DATA below:

PR #740, opened 2020-01-31
resample_data: when the error range on a bin includes -1 and no-longer restrict sampling to +/-1 sigma

DougBurke:
# Summary

Fix `resample_data`/`ReSampleData` so that it correctly handles bins where the range of data values (i.e. low to high limit) includes the value -1.

The resampling was restricted to values that lay within the error bounds (ie +/-1 sigma) which has now been lifted. This fixes issue #779 

The return value now includes an entry called "samples" which contains the full data used in the analysis, and NumPy arrays are now used for returning the per-iteration parameter values.

The sampling method now ensures that each iteration starts at the original "best-fit" location (previously it would depend on the previous fit). For well-defined search spaces this will not change the statistical results (e.g. the mean and standard-deviation of the parameter values).

# Details

The current implementation does not work if the error range (i.e. low to hi) for a bin includes the value -1. I have added a test case where each bin has this range, and then fit with a constant model. Each iteration returns -1.

The first commit is expected to fail since it adds the test case. The second commit is white-space (and noting this PR number in the test case for reference). The third commit is where the fix is (assuming the tests pass).

The code is then changed to remove the +/-1 sigma limit on the resampling (issue #779) and the test suite has then been switched over to pytest style.

Further changes add the 'samples' return value and tweaking the internals.


DougBurke:
I've rebased this onto the current master branch (to pick up some python 3.8 changes and the like), as well as adding a fix for #779

DougBurke:
The **only** failed test for the last commit - 515472b  - is in the doc build, and is because of a problem installing packages with conda - see https://travis-ci.org/github/sherpa/sherpa/jobs/675469537

I would restart this one build but I seem to have lost the ability, and I'm planning to add another commit so it doesn't seem worth it.

DougBurke:
To answer https://github.com/sherpa/sherpa/pull/740#pullrequestreview-403911707 - I added extra code to return the actual distribution during testing.

DougBurke:
@anetasie - I gave an example of the change I used to view the pixel distributions in #779 but here it is again. Take this PR and apply the following patch:

```
diff --git a/sherpa/sim/__init__.py b/sherpa/sim/__init__.py
index c0d37dac..d8cda471 100644
--- a/sherpa/sim/__init__.py
+++ b/sherpa/sim/__init__.py
@@ -847,6 +847,7 @@ class ReSampleData(NoNewAttributesAfterInit):
             msg ="{0} {1}".format(ReSampleData.__name__, type(data))
             raise NotImplementedError(msg)

+        ry_all = []
         numpy.random.seed(seed)
         for j in range(niter):
             ry = []
@@ -893,6 +894,7 @@ class ReSampleData(NoNewAttributesAfterInit):
                 ry.append(r)

             ry = numpy.asarray(ry)
+            ry_all.append(ry)
             # fit is performed for each simulated data point
             fit = Fit(Data1D('tmp', x, ry), self.model, LeastSq(), LevMar())
             fit_result = fit.fit()
@@ -908,4 +910,5 @@ class ReSampleData(NoNewAttributesAfterInit):
             print(name, ': avg =', avg, ', std =', std)
             result[name] = pars[name]

+        result['_pixel_data'] = numpy.asarray(ry_all)
         return result
```

and then you get back an entry `_pixel_data` which is a 2D array (niterations by data coordinate). For example you can use it with

```
import numpy as np

from sherpa.data import Data1DAsymmetricErrs
from sherpa.sim import ReSampleData

mdl = Const1D()
mdl.c0 = 10

x = np.asarray([1, 3, 5, 7, 9])
y = np.asarray([11, 12, 9, 9, 13])
dy = np.asarray([2, 4, 10, 1, 10])

d = Data1DAsymmetricErrs('test', x, y, dy, dy / 2)

sim = ReSampleData(d, mdl)

res = sim(seed=7329, niter=1000)
ys = res['_pixel_data']

plt.clf()
for i in range(5):
    lbl = 'y={} -{} +{}'.format(y[i], dy[i], dy[i]/2)
    plt.hist(ys[:, i], alpha=0.5, label=lbl)

plt.xlim(-2, 19)
plt.ylim(0, 200)
plt.gca().set_xticks(range(0, 22, 2))
plt.xlabel('Dependent variable')
plt.legend()
plt.savefig('yvals.png')
print("Created: yvals.png")
```

to create

yvals

DougBurke:
A question for @anetasie - would we want the return value from `resample_data` to include the faked arrays (e.g. a niter by num-bins array)? That is, provide an official version of my hack above?

On the plus side, people might find something interesting to do with the data. On the negative side it could use up memory. It could be made optional.

anetasie:
@DougBurke Yes, it would be good to have the option of returning the resampled data arrays.

DougBurke:

DougBurke:
There have been four changes since @anetasie last looked:

1) the return value now includes a 'samples' key which contains a 2D NumPy array of size niter by num-points that contains the resampled data

2) the parameter values are now returned as a NumPy array rather than a list (given Python, this should not affect people's code but there's always some corner case)

3) each iteration now starts at the "best-fit" location (that is, the parameters of the model that you send in to the resampling method) whereas previously it would start at the best-fit location of the previous iteration. Under the assumption that we are going to be close to the best-fit answer than this should not change results (at least once error values are included)

A low-level routine (i.e. not something sherpa.astro.ui users would call directly) now no-longer changes the model parameter values (that is, we ensure the parameters get reset). This has just changed where this check was being implemented.

4) minor documentation additions

anetasie:
@DougBurke Thanks. I'll take a look.

DougBurke:
I'm wondering if we should also return the statistic value of each iteration.

hamogu:
Yes, please return the statistic value.

anetasie:
@DougBurke Yes, statistic value would be good.

DougBurke:
Done

DougBurke:
Rebased to get the codecov changes

dtnguyen2 (approved):

DougBurke:
@anetasie - as Dan has approved this can you check and sign off (or note any problems)?

DougBurke:
@anetasie - can you approve this?

anetasie:
@DougBurke it's good to go.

End of DATA.

*WHAT IS EXPECTED:*
Retype word for word the line above with "4) minor documentation additions" and all lines after it, nothing else.

*FINAL ANSWER:*
4) minor documentation additions

anetasie:
@DougBurke Thanks. I'll take a look.

DougBurke:
I'm wondering if we should also return the statistic value of each iteration.

hamogu:
Yes, please return the statistic value.

anetasie:
@DougBurke Yes, statistic value would be good.

DougBurke:
Done

DougBurke:
Rebased to get the codecov changes

dtnguyen2 (approved):

DougBurke:
@anetasie - as Dan has approved this can you check and sign off (or note any problems)?

DougBurke:
@anetasie - can you approve this?

anetasie:
@DougBurke it's good to go.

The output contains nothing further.